Department of Dermatology, Massachusetts General Hospital, Harvard Medical School, Boston, Massachusetts; Department of Biomedical Informatics, Harvard Medical School, Boston, Massachusetts.
Department of Dermatology, Massachusetts General Hospital, Harvard Medical School, Boston, Massachusetts.
J Am Acad Dermatol. 2023 May;88(5):1024-1032. doi: 10.1016/j.jaad.2022.12.048. Epub 2023 Feb 2.
Cutaneous immune-related adverse events (cirAEs) occur in up to 40% of immune checkpoint inhibitor (ICI) recipients. However, the association of cirAEs with survival remains unclear.
To investigate the association of cirAEs with survival among ICI recipients.

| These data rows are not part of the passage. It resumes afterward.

PR #596, opened 2022-01-12
Merge in TypeVars and Generic base classes in ApplyTypeAnnotationVisitor

martindemello:
* Tracks TypeVars that are used in type annotations in the pyi file, and
  adds their Assign statements to the merged file.
* Adds Generic[T] as a base class if needed.

### DIFF
--- a/libcst/codemod/visitors/_apply_type_annotations.py
+++ b/libcst/codemod/visitors/_apply_type_annotations.py
@@ -8,6 +8,8 @@ from dataclasses import dataclass, field
 from typing import Dict, List, Optional, Sequence, Set, Tuple, Union
 
 import libcst as cst
+import libcst.matchers as m
+
 from libcst.codemod._context import CodemodContext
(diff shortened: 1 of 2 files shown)


stroxler (commented):
This looks great, thanks!

One question for you: will it work for your use case to match on just `TypeVar`, under the assumption that a stub always uses `from typing import TypeVar`?

Reason being, I think the current match won't work if the call is to `typing.TypeVar`.

If that's good enough for you, I'd say let's merge and I'll look at generalizing later. If not, my suggestion would be to get rid of the filter on Name, and instead use the qualified name provider to get the full name and compare to `typing.TypeVar`.

martindemello:
yes, i think just `TypeVar` should be fine for now, we typically don't qualify typing imports. the logic to not add unnecessary typevars is not 100% but it should be good enough to merge and augment later.

stroxler (approved):
Sounds good.

I'll aim to use QalifiedNameProvider at some later point but happy to unblock you now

ICI recipients were identified from the Mass General Brigham healthcare system and Dana-Farber Cancer Institute. Patient charts were reviewed for cirAE development within 2 years after ICI initiation. Multivariate time-varying Cox proportional hazards models, adjusted for age, sex, race/ethnicity, Charlson Comorbidity Index, ICI type, cancer type, and year of ICI initiation were utilized to investigate the impact of cirAE development on overall survival.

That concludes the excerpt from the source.